→ **TO DO**: Gather all lines with "different" from the records.

→ **DATA FOR THE TASK**:
PR #501, opened 2018-10-10
ISSUE-500: Changes related to enabling JWT based SSO along with SPNEG…

priyank5485:
…O/Kerberos

### DIFF
--- a/common-auth/src/main/java/com/hortonworks/registries/auth/server/JWTAuthenticationHandler.java
+++ b/common-auth/src/main/java/com/hortonworks/registries/auth/server/JWTAuthenticationHandler.java
@@ -23,6 +23,7 @@ import javax.servlet.http.HttpServletResponse;
 import java.util.ArrayList;
 import java.util.Date;
 import java.util.List;
+import java.util.Locale;
 import java.util.Properties;
 import java.text.ParseException;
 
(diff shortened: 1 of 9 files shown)


priyank5485:
@omkreddy I have tested this on a kerberized and sso enabled cluster and it works. Can you please review it?

common-auth/src/main/java/com/hortonworks/registries/auth/server/JWTAuthenticationHandler.java
```diff
@@ -368,4 +387,33 @@ protected boolean validateExpiration(SignedJWT jwtToken) {
...
+     * A User-Agent String is considered to be a browser if it does not contain
+     * any of the values from non-browser.user-agents; the default
+     * behavior is to consider everything a browser unless it contains one of:
+     * "java", "curl", "wget", "perl" or "Jersey".  Subclasses can optionally override
+     * this method to use different behavior.
+     *
+     * @param userAgent The User-Agent String, or null if there isn't one
+     * @return true if the User-Agent String refers to a browser, false if not
+     */
+    private boolean isBrowser(String userAgent) {
```
omkreddy: Can we avoid duplicating this method between handler classes? maybe we can move to util class?

common-auth/src/main/java/com/hortonworks/registries/auth/server/JWTAuthenticationHandler.java
```diff
@@ -147,6 +149,14 @@ public void init(Properties config) throws ServletException {
         if (customCookieName != null) {
             cookieName = customCookieName;
         }
+
+        nonBrowserUserAgents = config.getProperty(
```
omkreddy: Can we avoid duplicating code between handler classes? maybe we can create  getNonBrowserUserAgents() util method?

priyank5485:
@omkreddy Thanks for the review. I have addressed your review comments.

PR #503, opened 2018-10-10
ISSUE-502: Field props stripped in deserialization

### LINKED ISSUE #502: Field props stripped in deserialization
During deserialization that passes through `AvroSchemaResolver`, field level props are stripped from the schema on the resultant object. This only occurs if any field in the schema includes a union type; I've narrowed it down to [AvroSchemaResolver.java#handleUnionFieldsWithNull](https://github.com/hortonworks/registry/blob/master/schema-registry/common/src/main/java/com/hortonworks/registries/schemaregistry/avro/AvroSchemaResolver.java#L141).

It should be as simple as ensuring that props are carried over from fields during the schema rebuilding in this method. Will update if I have a working solution.

ivangreene:
Resolves #502


ivangreene:
Are any maintainers available to review this? It's quite a simple fix to a problem that makes it unreliable to use props to associate further metadata with a schema

PR #514, opened 2018-11-27
ISSUE-513: Fix storage manager to correctly handle the types in queries

arunmahadevan:
Currently the JDBC storage manager user the value of the query parameter to guess the column type and uses this to construct the prepared statement. This is fragile and breaks when the value appears to be of a different type. For example a varchar column name and query string name="123".

We can leverage the JDBC result set to figure out the sql type and map it to the Schema.Type to fix this.


HeartSaVioR:
+1 on the idea. Could you share how did you test the change? Because there's no test added or being modified. Hard to say it should work well before manually testing against all supported DBMS.

Btw, I'd lean on @satishd and @raju-saravanan reviews and approvals, since it will affect Registry and also might affect SMM as well.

→ **WRITTEN SOLUTION**:
+     * this method to use different behavior.
Currently the JDBC storage manager user the value of the query parameter to guess the column type and uses this to construct the prepared statement. This is fragile and breaks when the value appears to be of a different type. For example a varchar column name and query string name="123".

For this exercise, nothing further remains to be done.